Web Data Mining – A Tool for Real-time Detection of Disease Outbreaks

Epidemics and infectious diseases pose a continuous threat to global health. The latest research suggests that data mining Google can help detect and track contagious diseases and epidemic outbreaks.

A recent report refers to a study published in Lancet Infectious Diseases which found that digital surveillance can detect infectious diseases such dengue fever measles, malaria, and influenza up to two weeks earlier than traditional surveillance methods.
Traditional surveillance practices constitute reporting by physicians, veterinarians, infection control practitioners, laboratory personnel, and medical examiners followed by epidemiological and laboratory investigation.
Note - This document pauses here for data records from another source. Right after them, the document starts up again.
PR #7015, opened 2017-05-03
Add docs for settings via env vars on Docker

jarpy:
- Document the new mechanism for mapping environment variables to setttings in `logstash.yml` when using the Docker image
- Add comments about Docker base image and source repo

Applies to 5.4.

### DIFF
--- a/docs/static/docker.asciidoc
+++ b/docs/static/docker.asciidoc
@@ -3,8 +3,16 @@
 Docker images for Logstash are available from the Elastic Docker
 registry.
 
-Obtaining Logstash for Docker is as simple as issuing a +docker pull+
-command against the Elastic Docker registry.
+The base image is https://hub.docker.com/_/centos/[centos:7] and the source
+code can be found on
+https://github.com/elastic/logstash-docker/tree/{branch}[GitHub].
+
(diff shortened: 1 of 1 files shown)


docs/static/docker.asciidoc
```diff
@@ -3,8 +3,16 @@
 Docker images for Logstash are available from the Elastic Docker
 registry.
 
-Obtaining Logstash for Docker is as simple as issuing a +docker pull+
-command against the Elastic Docker registry.
+The base image is https://hub.docker.com/_/centos/[Centos 7] and the source
```
dliappis: Let's try to stay consistent with the name here across all Docker docs for products. I used `centos:7` in Elasticsearch as this is the unambiguous way to reference the base image in Docker Hub. If we stick to this, the proper capitalization is `CentOS 7`.

jarpy:
Thanks. Updated based on your comments.

LS team, please merge to 5.4 if you are happy.

suyograo:
Thanks @jarpy

jarpy:
Cheers, @suyograo.

Sorry this patch was a little late. It would be good to backport it to 5.4 if possible.

PR #7017, opened 2017-05-04
Replace the class declaration with let statements

ph:
Instead of using a concrete class use let statement instead, this make
sure they are reset between run and make the variable available at the
context level.

This issue was found in https://github.com/elastic/logstash/pull/7008 and was generating the following errors. Depending of the ordering of the test, the class could be available or not.

```
  1) LogStash::Plugins::Registry when loading plugin manually configured allow you find plugin by type
     Failure/Error: registry.add(:filter, "simple_plugin", SimplePlugin)
     NameError:
       uninitialized constant SimplePlugin
     # ./logstash-core/spec/logstash/plugins/registry_spec.rb:77:in `(root)'
     # ./rakelib/test.rake:47:in `(root)'
```

### DIFF
--- a/logstash-core/spec/logstash/plugins/registry_spec.rb
+++ b/logstash-core/spec/logstash/plugins/registry_spec.rb
@@ -53,13 +53,12 @@ describe LogStash::Plugins::Registry do
   end
 
   context "when loading plugin manually configured" do
-    it "should return the plugin" do
-      class SimplePlugin
-      end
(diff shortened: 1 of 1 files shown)


andrewvc:
LGTM

ph:
Thanks @andrewvc

ph:
thanks @andrewvc

PR #7840, opened 2017-07-28
Remove closed DeadLetterQueueWriters from 'Factory'

robbavey:
Fix bug where reloading a pipeline would close the DLQWriter, but
leave the closed version cached in the factory object, stopping
the reloaded pipeline from being able to write to the dead letter
queue.


suyograo:
LGTM

robbavey:
@suyograo 5.6, 6.0 and 6.x for this too?

suyograo:
@robbavey yep all the way to 5.5

PR #7846, opened 2017-07-29
MINOR: Cleanup multiple ObjectMappers being used

original-brownbear:
Motivated by finding inline `ObjectMapper` instantiation in the LIR code :)

* Removed all redundant `ObjectMapper` instances, much better to only have one global one from the caching perspective
   * Also no reason not to have `AfterBurner` active for all JSON spots :)
* Also cleaned up the instantiation of the mappers a little
   * Much cleaner to read/maintain if you don't have to jump to the `static` block


jakelandis:
LGTM (assuming green, or unrelated failures)

PR #7847, opened 2017-07-30
Just for illustrative purposes: Use Charsequence Keys in Lookups

original-brownbear:
Leveraging #7839 to get 0 GC lookups on `Event` fields

Not really work in progress code wise, it passes all tests just fine.

### DIFF
--- a/logstash-core/src/main/java/org/logstash/Accessors.java
+++ b/logstash-core/src/main/java/org/logstash/Accessors.java
@@ -4,202 +4,157 @@ import java.util.HashMap;
 import java.util.List;
 import java.util.Map;
 
-public class Accessors {
+public final class Accessors {
 
-    private Map<String, Object> data;
-    protected Map<String, Object> lut;
-
-    public Accessors(Map<String, Object> data) {
-        this.data = data;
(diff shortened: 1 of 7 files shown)


guyboertje:
From a Java education perspective, could you comment on why using CarSequence improves matters here?

original-brownbear:
@guyboertje 

Disclaimer: just from the pure Java perspective `CharSequence` as lookup key is a sin!

But in this case:

We are currently caching `String` -> "all data we need to look up a field".
Why not also cache `RubyString` ->"all data we need to look up a field"? It's a trivial amount of extra memory but allows us to never have to convert `RubyString` to `String` for lookups since we only use whatever the `PathCache` gives us for the actual lookup on the `Event`'s data.

Hope that makes sense, `CharSequence` is more of a convenience choice than anything here, because `String` and the `ByteList` backing `RubyString` both fulfil it. They won't both hit the same key in the path cache.

original-brownbear:
@guyboertje killing this in favor of https://github.com/elastic/logstash/pull/7889 <= much easier solution + much faster

PR #7849, opened 2017-07-30
PERFORMANCE: Move null guard out of Javafier.deep

original-brownbear:
We can actually factor the `null` guard out here since this method is only called in 4 production code places, the two handled here + two in `ConvertedList` and `ConvertedMap`.

In `ConvertedList` and `ConvertedMap` we know we won't have `null` entries pretty much ever (and if we do `BiValues.newBiValue` is able to deal with it), but in all other cases we can simply skip this huge (byte code wise) function that is pretty likely (50% in the Apach dataset according to JIT watch + more than that (pretty much `100%` then) if you only add a single tag to an `Event`.)
=> much better inlining outright.

Also to make it even better I extracted the cold path from this method and commented on the why of that in the code.

### DIFF
--- a/logstash-core/src/main/java/org/logstash/Event.java
+++ b/logstash-core/src/main/java/org/logstash/Event.java
@@ -136,7 +136,8 @@ public final class Event implements Cloneable, Queueable {
     }
 
     public Object getField(String reference) {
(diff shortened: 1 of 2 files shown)


guyboertje:
This makes complete sense to me.

Issue #7851, opened 2017-07-31
Non ASCII no longer supported in pipeline config.


jarpy:
This seems to be [by design](https://github.com/elastic/logstash/commit/645fcec234e44c43e595710b438db757ac519f46#diff-0da0dea673120e65c9fc4e91cb5a9fb1R61), but I used to be able to do neat things like [this](https://github.com/elastic/stack-docker/blob/b02958b5b720eab4d871dfb356445046e3b14bc7/config/logstash.conf#L4).

I guess this is either an improvement or a regression, depending on one's perspective.

Relevant XKCD: https://xkcd.com/1172/

original-brownbear:
@jarpy but I guess 💓 is UTF-8? The way I read

> The following config files contains non-ascii characters but are not **UTF-8 encoded**

this should still work. The code that determines that just changed from:

```rb
!cfg.ascii_only? && !cfg.valid_encoding?
```

```rb
content.ascii_only? && content.valid_encoding?
```

looks like this is just a typo, I'll add a quick PR for that

original-brownbear:
Fixed in #7852 :)

PR #7852, opened 2017-07-31
 #7851 allow UTF-8 in config file

original-brownbear:
Seems more logical to me this way, see my comment https://github.com/elastic/logstash/issues/7851#issuecomment-318997183

"Either your file content is just ascii or it has an otherwise valid encoding" ... is what this check should be imo

Also this works fine:

```sh
➜  logstash git:(7851) ✗ bin/logstash -f ~/tmp/heart.cfg                                                                                
Sending Logstash's logs to /Users/brownbear/src/logstash/logs which is now configured via log4j2.properties
[2017-07-31T10:18:32,532][INFO ][logstash.setting.writabledirectory] Creating directory {:setting=>"path.dead_letter_queue", :path=>"/Users/brownbear/src/logstash/data/dead_letter_queue"}
[2017-07-31T10:18:32,603][WARN ][logstash.config.source.multilocal] Ignoring the 'pipelines.yml' file because modules or command line options are specified
[2017-07-31T10:18:33,249][INFO ][logstash.agent           ] Successfully started Logstash API endpoint {:port=>9600}
[2017-07-31T10:18:33,944][INFO ][logstash.pipeline        ] Starting pipeline {:pipeline_id=>"main", "pipeline.workers"=>8, "pipeline.batch.size"=>125, "pipeline.batch.delay"=>5, "pipeline.max_inflight"=>1000, :thread=>"#<Thread:0x243b2e3 run>"}
[2017-07-31T10:18:33,980][INFO ][logstash.pipeline        ] Pipeline started {"pipeline.id"=>"main"}
[2017-07-31T10:18:34,037][INFO ][logstash.agent           ] Pipelines running {:count=>1, :pipelines=>["main"]}
2017-07-31T08:18:34.035Z localhost Hello from Logstash 💓
2017-07-31T08:18:39.024Z localhost Hello from Logstash 💓
^C[2017-07-31T10:18:40,236][WARN ][logstash.runner          ] SIGINT received. Shutting down the agent.
[2017-07-31T10:18:40,400][INFO ][logstash.pipeline        ] Pipeline terminated {"pipeline.id"=>"main"}

```

### DIFF
--- a/logstash-core/lib/logstash/config/source/local.rb
+++ b/logstash-core/lib/logstash/config/source/local.rb
@@ -53,7 +53,7 @@ module LogStash module Config module Source
 
           config_string = ::File.read(file)
 
-          if valid_encoding?(config_string)
+          if config_string.valid_encoding?
             part = org.logstash.common.SourceWithMetadata.new("file", file, 0, 0, config_string)
             config_parts << part
           else
@@ -99,10 +99,6 @@ module LogStash module Config module Source
         t = ::File.split(@path)
         all_files = Dir.glob(::File.join(t.first, "*")).sort
         all_files - get_matched_files
-      end
-
-      def valid_encoding?(content)
-        content.ascii_only? && content.valid_encoding?
       end
 
       def temporary_file?(filepath)


logstash-core/lib/logstash/config/source/local.rb
```diff
@@ -102,7 +102,7 @@ def get_unmatched_files
       end
 
       def valid_encoding?(content)
-        content.ascii_only? && content.valid_encoding?
+        content.ascii_only? || content.valid_encoding?
```
jsvd: is there a situation where the encoding is valid but it's not ascii, or it is ascii but not valid? maybe `content.valid_encoding?` is enough.

Also, I suggest double checking if this has any interference with the `config.support_escapes` feature ( don't think it does, just worth checking)

original-brownbear: @jsvd 

> is there a situation where the encoding is valid but it's not ascii, or it is ascii but not valid? maybe content.valid_encoding? is enough.

I know too little about Ruby to answer that I'm afraid :( Instinctively it seems like `content.valid_encoding?` should imply `valid_encoding? == true`.
=> Valid and not ascii is what was reported in the issue and fixed here, the other way around ascii and not valid should be impossible?

original-brownbear: @jsvd I don't think this interferes with the escape feature, my logic is:

```rb
    def process(value)
      case value[1]
      when '"', "'", "\\"
        value[1]
      when "n"
        "\n"
      when "r"
        "\r"
      when "t"
        "\t"
      else
        value
      end
    end
```

none of these are different between UTF8 and ASCII => we're good?

jsvd: [valid_encoding](https://github.com/jruby/jruby/blob/dd0b88e44efe91ed1cf163b99abac0362d614d1b/core/src/main/java/org/jruby/RubyString.java#L5435-L5438) just seems to test if it's not 16 or 32 bit encoded: https://github.com/jruby/jruby/blob/c24f7fa865d96c76235ebab591db938b0c52851b/core/src/main/java/org/jruby/util/StringSupport.java#L62-L69, so I'm guessing it's ok to have only that check

original-brownbear: @jsvd makes sense, will clean this up :)

original-brownbear:
@jsvd drop the ascii check before merging?

jsvd:
yeah sorry I was too merge-happy. I edited my approval message :)

jarpy:
Nice! Please allow me to express my 💓 and appreciation for this.

original-brownbear:
@jsvd alright adjusted, now I just inlined that method since it's only used in one spot and a pointless wrapper now. Still happy? :)

jsvd:
always! LGTM, please merge after CI shows no related failures

PR #7854, opened 2017-07-31
PERFORMANCE: Completely drop StringBiValue

original-brownbear:
About a 5% throughput increase for the Apache dataset.

Also, very visible reduction in GC activity:

(128 batch size, metrics on even because I forgot):

before:
screen shot 2017-07-31 at 10 52 00

after:

screen shot 2017-07-31 at 10 51 36

Changes:

* Custom serializer for `RubyString`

This method involves two stages:

– the patient recognizing the symptoms and seeking treatment before diagnosis
– the health authorities alerting the authorities about these developments through their health networks

This is an expensive and time consuming method and results in a lag in detecting an emerging infectious disease. Digital surveillance, on the other hand, works faster and is more efficient and cost-effective. According to the recent study, detecting the 2005-06 “bird flu” outbreak would have been possible at least two weeks earlier if the authorities had relied on search engine algorithms such as Google Trends and Google Insights rather than the traditional technique.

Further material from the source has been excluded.